Go through the material and copy every line in which "when" appears.

--- START ---

PR #28, opened 2022-11-26
Add additional APIs to support node-matter

mfucci:


src/tlv/TlvNumber.ts
```diff
@@ -0,0 +1,101 @@
...
+/** Unsigned integer TLV schema. */
+export const TlvFloat = new TlvShortNumberSchema(TlvType.Float, _value => TlvLength.FourBytes, FLOAT32_MIN, FLOAT32_MAX);
+export const TlvDouble = new TlvShortNumberSchema(TlvType.Float, _value => TlvLength.EightBytes);
+export const TlvInt8 = new TlvShortNumberSchema(TlvType.SignedInt, value => TlvCodec.getIntTlvLength(value), INT8_MIN, INT8_MAX);
+export const TlvInt16 = new TlvShortNumberSchema(TlvType.SignedInt, value => TlvCodec.getIntTlvLength(value), INT16_MIN, INT16_MAX);
+export const TlvInt32 = new TlvShortNumberSchema(TlvType.SignedInt, value => TlvCodec.getIntTlvLength(value), INT32_MIN, INT32_MAX);
+export const TlvInt64 = new TlvLongNumberSchema(TlvType.SignedInt, value => TlvCodec.getIntTlvLength(value), INT64_MIN, INT64_MAX);
+export const TlvUInt8 = new TlvShortNumberSchema(TlvType.UnsignedInt, value => TlvCodec.getUIntTlvLength(value), 0, UINT8_MAX);
+export const TlvUInt16 = new TlvShortNumberSchema(TlvType.UnsignedInt, value => TlvCodec.getUIntTlvLength(value), 0, UINT16_MAX);
+export const TlvUInt32 = new TlvShortNumberSchema(TlvType.UnsignedInt, value => TlvCodec.getUIntTlvLength(value), 0, UINT32_MAX);
```
turon, line 95: `TlvShortNumberSchema` seems like an odd name for a 32-bit type.
I'd suggest just calling the 32-bit or less one `TlvNumberSchema`.

src/tlv/TlvCodec.ts
```diff
@@ -140,15 +141,15 @@ export class TlvCodec {
     }
 
     /** @see {@link MatterCoreSpecificationV1_0} § A.7 */
-    public static readTagType(reader: DataReaderLE): { tag: TlvTag, typeLength: TlvTypeLength } {
+    public static readTagType(reader: DataReader): { tag?: TlvTag, typeLength: TlvTypeLength } {
```
turon, line 144: Where does Little-Endian get specified now?

turon (approved):

src/tlv/TlvCodec.ts
turon: I see the DataReader constructor has endian argument and defaults to little.

src/tlv/TlvNumber.ts
mfucci: Done

src/tlv/TlvCodec.ts
mfucci: Little-Endian is specified when the DataReader is constructed and there is no default.
I generalized DataReader to support LE and BE since node-matter uses both and matter.js will probably soon.

Looking at this code now, I realized that this change was not correct, this reader has to be LE for the codec to work, so generalizing it weaken this constraint, fixing this now by create again DataReaderLE extending DataReader

PR #29, opened 2022-11-27
Add missing dist-cjs files

mfucci:


package.json
```diff
@@ -40,7 +40,8 @@
     "typescript": "^4.9.3"
   },
   "files": [
-    "dist/**/*"
+    "dist/**/*",
+    "dist-cjs/**/*"
```
turon, line 44: Can we have all distribution files under a singular `dist/` with subdirectories for cjs, es, and coverage?

turon (approved):

package.json
mfucci: Yes, I can change that in next release since this will be transparent for matter.js users

PR #36, opened 2022-12-04
Fix bug when passing ByteArray.fromHex an empty string

mfucci:


turon (approved):

src/util/ByteArray.ts
```diff
@@ -42,6 +42,7 @@ Uint8Array.prototype.equals = function (other: Uint8Array) {
 }
 
 Uint8Array.fromHex = function (hexString: string) {
+    if (hexString.length === 0) return new ByteArray(0);
```
turon, line 45: Would a regression test be hard to write?

mfucci: Yep! I just added all the unit tests for ByteArray, regression test included!

PR #37, opened 2022-12-08
Add ByteArrayBitmap schema

mfucci:
It uses the same syntax as Bitmap schema but the result is stored in a ByteArray rather than a number.
This is made to support cases where bitmap is longer than 32 bits.
I need this for the QR pairing code data in node-matter...

### DIFF
--- a/src/schema/BitmapSchema.ts
+++ b/src/schema/BitmapSchema.ts
@@ -4,15 +4,17 @@
  * SPDX-License-Identifier: Apache-2.0
  */
 
-import { Schema } from "./Schema.js";
+import { ByteArray } from "../util/ByteArray";
+import { Schema } from "./Schema";
 
 const enum BitRangeType {
     Flag,
     Number,
     Enum,
 }
-type BitRange<T> = { type: BitRangeType, offset: number, mask: number };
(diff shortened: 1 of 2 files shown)


src/schema/BitmapSchema.ts
```diff
@@ -4,45 +4,59 @@
...
+const BitRange = <T>(type: BitRangeType, offset: number, length: number ) => ({ type, offset, length } as BitRange<T>);
 
 /** Defines the bit position of a boolean flag. */
 export interface BitFlag extends BitRange<boolean> { type: BitRangeType.Flag }
 export const BitFlag = (offset: number) => BitRange(BitRangeType.Flag, offset, 1) as BitFlag;
 
 /** Defines the bit position and bit length of a numeric value. */
 export interface BitField extends BitRange<number> { type: BitRangeType.Number }
-export const BitField = (offset: number, length: number) => BitRange(BitRangeType.Number, offset, length) as BitField;
+export const BitField = (offset: number, length: number ) => BitRange(BitRangeType.Number, offset, length) as BitField;
```
turon, line 25: Is this trailing space before `)` imposed by lint / style guide?  Or just a stray character?

turon (approved):

src/schema/BitmapSchema.ts
mfucci: Just a stray... removed!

--- END ---

» Answer to this task:
mfucci: Little-Endian is specified when the DataReader is constructed and there is no default.
Fix bug when passing ByteArray.fromHex an empty string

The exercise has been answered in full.